## Saved data entries
PR #1723, opened 2018-02-06
Fix Some SEO Stuffz

rdegges:
I fixed some SEO stuff we sorely needed to handle:

- Make meta description legit
- Make swiftype search legit
- Remove bad canonical linkage


rdegges:
@mraible will you review when it's done building on travis + merge?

## Description of the task
Find and copy each line above holding "Make".

## Answer section
- Make meta description legit
- Make swiftype search legit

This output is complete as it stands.